God already had it all taken care of, via this amazing and completely unexpected blessing from a couple that had also been given the unexpected journey of child loss this summer.
They said hello and goodbye to their little Hope Marie this summer, born with ancephialie. I had been given the gift of getting to walk beside them during part of that journey. It had been incredibly hard, but it had also been exactly what I knew our #journeytofaith had been for... to be able to touch, and see, and feel the incredible pain and loss involved in having to place your precious little baby into the arms of Jesus far sooner than you ever believe you should have had to.
So, I now have the perfect mug to go with my 1st Run of 2021 race.
Stay Strong.

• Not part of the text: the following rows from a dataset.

PR #1321, opened 2026-09-04
Probe the Intel MPI wrapper instead of assuming it

### LINKED ISSUE #1277: Incorrect command success detection using cmdstat instead of exit status

kunalKumar-13:
Closes #1277.

`run_wrapper`'s `cmd_success` comes from `cmdstat`, which is zero as soon as the
command *starts*, whatever it then exits with. Twelve of the thirteen call sites
in fpm know this and pair it with `exitcode==0`. `which_mpi_library` is the one
that does not:

```fortran
call run_wrapper(wrapper,verbose=verbose,cmd_success=is_mpi_wrapper)
if (is_mpi_wrapper) then
    if (compiler%is_intel()) then
        which_mpi_library = MPI_TYPE_INTEL   ! no probe
        return
```

The OpenMPI and MPICH branches below each verify the wrapper with a flag that has
to exit zero. The Intel branch verifies nothing, so on an Intel toolchain any
wrapper that merely exists is reported as Intel MPI — `cmdstat==0` is equally
true of a plain compiler. The realistic trigger is an `mpiifort` shim on PATH
that does not work until the Intel MPI environment is sourced: fpm commits to
INTELMPI and then fails with "does not support flag -show" instead of reporting
that no MPI was found.

This probes it with `-show`, which the module already uses for `MPI_TYPE_INTEL`
at three other sites (lines 950, 976, 1013). Intel MPI is MPICH-derived and
answers `-show`, so it still has to be identified before the MPICH probe.

### Why the first launch check is deliberately left alone

The issue proposes requiring `exitstat==0` for command success generally. I
measured that before changing anything, with OpenMPI 5.0.10 and GCC 16.2:

| command | cmdstat | exitstat |
|---|---|---|
| `mpif90` (bare — how `which_mpi_library` calls it) | 0 | **1** |
| `mpif90 --showme` | 0 | 0 |
| `mpif90 -show` | 0 | 0 |
| `gfortran` (not an MPI wrapper) | 0 | **1** |

A wrapper invoked with no arguments is a compiler driver with no input files, so
it exits non-zero. Requiring `exitstat==0` there would make every wrapper
undetectable and silently disable MPI support altogether. So the launch check
stays as it is, with a comment saying why, and `cmd_success` gets a comment at
its source explaining that it means *launched*, not *succeeded*.

### Tests

Added `wrapper-launch-is-not-exit-status`, pinning that `sh -c 'exit 7'` reports
`cmd_success=.true.` with `exitcode=7`. Suite is 187 passed / 0 failed. Applying
the collapse the issue proposes gives 186/1 — that new test is the only thing in
the suite that notices, which is precisely why it is worth having.

### One thing I could not verify

I have OpenMPI and MPICH here but **no Intel toolchain**, so the Intel branch
change is argued from this module's own use of `-show` for `MPI_TYPE_INTEL`
rather than measured. Happy to adjust if that flag is not the right probe for
`mpiifort`/`mpiifx` in practice.


kunalKumar-13:
Prior art I should have cited when I opened this: **#1278 by @ZainabTravadi** (April) targets the same issue and touches the same subroutine. It is closed — self-closed, not rejected: *"Closing this for now due to CI instability and test interactions. I'll revisit with a cleaner approach."*

The two PRs take opposite routes through `run_wrapper`, and the difference is worth a moment because it may explain the test interactions.

**#1278** changed what `cmd_success` means:

```fortran
-    if (present(cmd_success)) cmd_success = cmdstat==0
+    if (present(cmd_success)) cmd_success = cmdstat==0 .and. stat==0
```

**This PR** leaves that line alone and only documents it, fixing the Intel MPI probe in `fpm_meta_mpi.f90` instead.

The reason for not touching it: every existing caller already combines the two flags itself, so folding `stat` into `cmd_success` is redundant where it is not surprising. All six call sites in `fpm_pkg_config.f90` follow this shape —

```fortran
assert_pkg_config = exitcode==0 .and. success        ! :36
success = cmdok .and. exitcode==0                    ! :81
if (success .and. exitcode==0) then                  ! :107
```

— so after #1278 those read `exitcode==0 .and. (cmdstat==0 .and. stat==0)`, and any caller that wanted "did this launch at all", as distinct from "did it succeed", quietly loses the ability to ask. That is the kind of change that shows up as unrelated tests moving, which matches what @ZainabTravadi described.

So this PR keeps `cmd_success` meaning "the program started" and puts the exit-status check where the actual bug was. The one new call that passes `cmd_success` without `exitcode` is deliberate and commented: it is a pure "can this wrapper be launched" probe.

@ZainabTravadi — no intention of stepping over your work; you found this months before I did. If you would rather pick it back up, say so and I will close this. And if the maintainers prefer the stricter `cmd_success`, that is a reasonable call too, it just wants the call sites simplified in the same commit rather than left doubled up.

PR #574, opened 2020-08-18
Localnet docker compose: enable PubSub on IPFS node, open Lotus RPC port

ukstv:
`make localnet` is a helpful command that starts the whole Powergate suite, including Lotus and IPFS. Yet, IPFS node does not have pubsub enabled, which is quite useful to have, and Lotus have its RPC port blocked.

Stay strong after surviving 2020. Stay strong entering 2021. Stay strong when all you want to do is give up, walk away, quit, stop, DNF (Did Not Finish in racing terminology).
Stay strong. (And I mustn't forget to mention there are blue butterflies on the back side of the mug. #evenmoreperfect.)
I couldn't have picked out a more perfect saying and meaning had I gone looking for it by myself.
And to the mom, dad and family of little Hope Marie... thank you. I know you have no idea the perfection of the the timing and the specific gifts you sent, but know it was exactly what I was needing, exactly when I was needing it to help me Stay Strong.